Los del primer grupo, los “despolitizados” que desconocían la existencia de una trama mayor que teje con los hilos de la historia y de la cultura de un pueblo las vidas personales- quedaron inermes, perplejos; esa sobrevivencia los desfiguró en objetos pasivos de una experiencia traumática que no pudieron ligarla a una trama que les diera sentido, que la hiciera comprensible.
El otro ejemplo. El periodista y militante político de los años setenta, Luis Bruschtein, habla de su exilio y de la desaparición forzada de su padre y tres hermanos. “No hay una zafada psicológica personal a esa historia, porque esa historia es social. Si yo me hubiera recluido, creo que me enloquecía.

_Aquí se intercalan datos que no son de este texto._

PR #437, opened 2024-06-27
docs: Better error reporting in portmatching

aborgna-q:
If the pattern had empty wires, `try_from_circuit` failed with a `NotConnected` error. This adds an `EmptyWire` variant instead.

### DIFF
--- a/tket2/src/portmatching/pattern.rs
+++ b/tket2/src/portmatching/pattern.rs
@@ -71,10 +71,19 @@ impl CircuitPattern {
                     .expect("invalid circuit")
             })
             .collect_vec();
-        if inputs.iter().flatten().any(|&(n, _)| n == out) {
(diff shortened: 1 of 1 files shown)


tket2/src/portmatching/pattern.rs
```diff
@@ -120,13 +129,23 @@ impl Debug for CircuitPattern {
 
 /// Conversion error from circuit to pattern.
 #[derive(Debug, Error, PartialEq, Eq)]
+#[non_exhaustive]
 pub enum InvalidPattern {
     /// An empty circuit cannot be a pattern.
-    #[error("empty circuit is invalid pattern")]
+    #[error("Empty circuit are not allowed as patterns")]
```
ss2165, line 135:
```suggestion
    #[error("Empty circuits are not allowed as patterns")]
```

ss2165 (approved):

PR #438, opened 2024-06-27
fix(tket2-py): Replace `with_hugr` helpers with `with_circ`, keeping the circuit parent.

aborgna-q:
Avoids unwrapping the hugr inside `Tk2Circuit`.
This caused problems with circuits with non-root parents. Circuits defined in guppy ended up pointing to the root module instead of the chosen function definition.

Adds the first rust-side test for `tket2-py`.
I'm pretty sure I'll have to install the python interpreter in the CI rust test job, but let's see the error first.

### DIFF
--- a/tket2-py/src/utils.rs
+++ b/tket2-py/src/utils.rs
@@ -1,5 +1,16 @@
 //! Utility functions for the python interface.
 
+use hugr::builder::{
+    BuildError, CircuitBuilder, Container, Dataflow, DataflowSubContainer, FunctionBuilder,
+    HugrBuilder, ModuleBuilder,
+};
+use hugr::extension::prelude::QB_T;
+use hugr::extension::PRELUDE_REGISTRY;
+use hugr::ops::handle::NodeHandle;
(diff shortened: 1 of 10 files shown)


tket2-py/src/utils.rs
```diff
@@ -45,9 +56,51 @@ macro_rules! create_py_exception {
...
 pub(crate) use create_py_exception;
-use itertools::Itertools;
 
 /// Convert an iterator of one type into vector of another type.
 pub fn into_vec<T, S: From<T>>(v: impl IntoIterator<Item = T>) -> Vec<S> {
     v.into_iter().map_into().collect()
 }
+
+/// Utility for building a module with a single circuit definition.
+#[allow(unused)]
```
cqc-alec, line 66: What's unused?

aborgna-q: It's only used when testing, so It may get reported as unused on non-test builds.
I copied this from `tket2`, but maybe it should go inside the `test` module.

PR #439, opened 2024-06-27
feat(tket2-py): Bind the `lower_to_pytket` pass in python

aborgna-q:
This is used to normalise guppy functions into flat pytket-like circuits.
This is useful for using as pattern match rules.

We may remove the method from `tket2.passes` later, but it's useful to have as an internal binding in `tket2._tket2.passes`.


lmondada (approved):

lmondada:
Nice!

PR #442, opened 2024-06-27
fix: `extract_dfg` inserting the output node with an invalid child order

aborgna-q:
When replacing a CFG's output with the correct DFG output operation, we inserted the new node at the end of the container's children, instead of just after the input.

Includes a new unit test which simulates a circuit definition from guppy, where we can run the `lower_to_pytket` pass.

### DIFF
--- a/tket2/src/circuit/extract_dfg.rs
+++ b/tket2/src/circuit/extract_dfg.rs
@@ -47,7 +47,7 @@ fn remove_cfg_empty_output_tuple(
     signature: FunctionType,
 ) -> Result<FunctionType, CircuitMutError> {
     let sig = signature;
-    let parent = circ.parent();
+    let input_node = circ.input_node();
 
     let output_node = circ.output_node();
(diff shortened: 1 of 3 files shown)


tket2/src/circuit/extract_dfg.rs
```diff
@@ -89,8 +89,8 @@ fn remove_cfg_empty_output_tuple(
     let new_op = Output {
         types: new_types.clone().into(),
     };
-    let new_node = hugr.add_node_with_parent(
-        parent,
+    let new_node = hugr.add_node_after(
+        input_node,
```
ss2165, line 93: this should be covered right? the test _looks_ ok to me

aborgna-q: Turns out the "guppy-like" circuit was not guppy-like. I was loading a constant tag instead of using the `Tag` operation...

It should be fixed now.

ss2165 (approved):

PR #443, opened 2024-06-27
docs: Add some example notebooks for the python package.

### LINKED ISSUE #434: Add some initial usage examples to the python lib

aborgna-q:
The code in the notebooks requires #442, #441, and #444

Closes #434


ss2165 (commented):
- guppy is about to stop returning results and use a `result` function. How breaking will this be? https://github.com/CQCL/guppylang/pull/271
- the no_type_checks and pragma: no_covers are adding annoying noise. https://github.com/CQCL/guppylang/issues/277
- define `guppy_to_circuit` in a separate file? jupyter notebooks can do local imports
- for zzphase(0.5) -> cnot the text says "replaced with just cx and rz" but the actual rhs has way more Rzs going on?
- is the pauli propagation copying the one in the tests?

aborgna-q:
> * guppy is about to stop returning results and use a `result` function. How breaking will this be? [feat: Add result function guppylang#271](https://github.com/CQCL/guppylang/pull/271)

We'll just ignore Result operations. I'll have to think about how to encode them into pytket circuits, but for tket2 circuits we only care about the function definitions with explicit outputs. `Result` should be akin to a print statement we'll optimise around.

> * the no_type_checks and pragma: no_covers are adding annoying noise. [Automatically annotate guppy definitions with `@no_type_check` guppylang#277](https://github.com/CQCL/guppylang/issues/277)

As Mark mentioned there, they cannot be added programmatically u.u
But we do not check notebook code, so maybe I should remove them here.

> * define `guppy_to_circuit` in a separate file? jupyter notebooks can do local imports

Will do 👍 

> * for zzphase(0.5) -> cnot the text says "replaced with just cx and rz" but the actual rhs has way more Rzs going on?

I'll fix the text

> * is the pauli propagation copying the one in the tests?

Yes, it's an extract of your code. That works well as an example of how to use the pattern matcher for more complex operations, so it seemed like a good thing to include here.
It some point we may want to expand it on its own notebook, but here we just have a quick overview of all the features.

ss2165 (approved):
:shipit:

PR #465, opened 2024-07-09
feat!: get pauli propagation + examples working with new hugr builder 

ss2165:
Currently requires some horrible hacks like converting nodes via ints and loading operations from bytes. This will be cleared up by fully using the `hugr` package Node, Wire, ops, types in the `TK2Circuit` interface instead of ad-hoc bindings in a follow up PR.

BREAKING CHANGE: `Dfg` binding removed, replaced with builder from `hugr` package.


pyproject.toml
```diff
@@ -36,7 +38,8 @@ mypy = "^1.10.1"
 hypothesis = "^6.105.1"
 graphviz = "^0.20"
 pre-commit = "^3.7.1"
-guppylang = "^0.6.0"
+# guppylang = "^0.6.0"
+guppylang = { git = "https://github.com/CQCL/guppylang", rev = "3da3936" }
```
ss2165, line 42: needed for hugr-py compatibility

tket2-py/src/circuit/tk2circuit.rs
```diff
@@ -178,7 +178,7 @@ impl Tk2Circuit {
         Ok(self.clone())
     }
 
-    fn node_op(&self, node: PyNode) -> PyResult<PyCustomOp> {
+    fn node_op(&self, node: PyNode) -> PyResult<Cow<[u8]>> {
```
ss2165, line 181: temporary hack

pyproject.toml
aborgna-q: This will prevent us from releasing new tket2-py versions. Can we do a guppy release soon?

tket2-py/src/circuit/tk2circuit.rs
aborgna-q: 😬

tket2-py/tket2/circuit/build.py
```diff
@@ -1,137 +1,189 @@
...
+
+Measure = MeasureDef()
+
+
+FLOAT_T = tys.Opaque(
+    extension="arithmetic.float.types",
+    id="float64",
+    args=[],
+    bound=tys.TypeBound.Copyable,
+)
```
aborgna-q, line 120: This should be defined in `hugr-py`. Open an issue there?

aborgna-q (approved):
Nice

I'm not a fan of the `[:]` prefix after `CircBuild.add`, but things look much cleaner now.

tket2-py/tket2/circuit/build.py
ss2165: will do a PR adding some prelude types

ss2165: https://github.com/CQCL/hugr/pull/1288

ss2165:
Will wait for hugr-py 0.4 release before mergin

PR #466, opened 2024-07-10
docs: simplify the getting started notebook

ss2165:
No need to rebuild the same guppy function


aborgna-q (approved):
This will produce different outputs if we run cells out-of-order, but it should be fine.

PR #475, opened 2024-07-11
feat: Partial tuple unpack

### LINKED ISSUE #416: Partial tuple pack-unpack rewrite.
#406 added a simple pass that removes tuple packs immediately followed by one or more tuple unpacks.

This does not support the more complex case where only _some_ of the `MakeTuple` neighbours are `UnpackTuple`s. In that case, we can remove the unpacks but the `MakeTuple` cannot be removed.

We should implement that case too.

https://github.com/CQCL/tket2/blob/425d6b4fcd1ac283fc74d1d23b6820fd5e6f3bbe/tket2/src/passes/tuple_unpack.rs#L91

aborgna-q:
Closes #416.

Requires ~https://github.com/CQCL/hugr/issues/1295~ https://github.com/CQCL/hugr/pull/1324 to be released.

### DIFF
--- a/tket2/src/passes/tuple_unpack.rs
+++ b/tket2/src/passes/tuple_unpack.rs
@@ -3,7 +3,7 @@
 use core::panic;
 
 use hugr::builder::{DFGBuilder, Dataflow, DataflowHugr};
-use hugr::ops::{OpTrait, OpType};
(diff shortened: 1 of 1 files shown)


aborgna-q:
Now blocked by https://github.com/CQCL/hugr/issues/1323

cqc-alec (approved):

Si no trataba de entenderlo desde el punto de vista social, político, desde el punto de vista de la historia de este país –y cómo encajaba mi experiencia en esa historia- entonces me quedaba vivirlo sólo como una desgracia personal. Y eso es enloquecedor: crees así que todos los elefantes del mundo te mean a vos solo. La única manera de entender esto, entonces, era ubicarlo en ese contexto mayor, no en el plano individual”.
III) Trazar un arco entre estos genocidios y la actualidad nacional -pasando incluso por la tragedia argentina de 2001-, es provechoso si uno observa el desamparo, el abandono individual y la más completa falta de libertad que acarrea rechazar, no querer saber nada de la dimensión colectiva, histórica, que condiciona la subjetividad, rechazo y desconocimiento que antes llamé despolitización. ¿Por qué integrar la dimensión política al drama personal lo transforma en impulso vital salvador, dándoles a esas existencias una dignidad y una disposición transformadora –incluso un grado de libertad? Entre otras cosas, porque lo saca de una miseria individual incomprensible, ensombrecida de culpa y soledad, donde aquellas determinaciones sociales se absolutizan. Cualquier militancia política destinada a las fuerzas populares, debería tener en cuenta que la despolitización es el dato de inicio más devastador, triunfo de la conciencia neoliberal contemporánea (a la que el canalla prometía consagrarse, velando por la tranquilidad de las señoras que miran la novela). De modo que ya es una modesta conquista política demostrar –con argumentos que deben adaptarse a cada circunstancia, pero que en ningún caso deben culpar ni reprochar- que las suertes y desgracias de nuestras existencias dependen de un orden político mayor, que es completamente ruinoso desconocer, y ayudar a que esa miseria individual se convierta en lucha colectiva.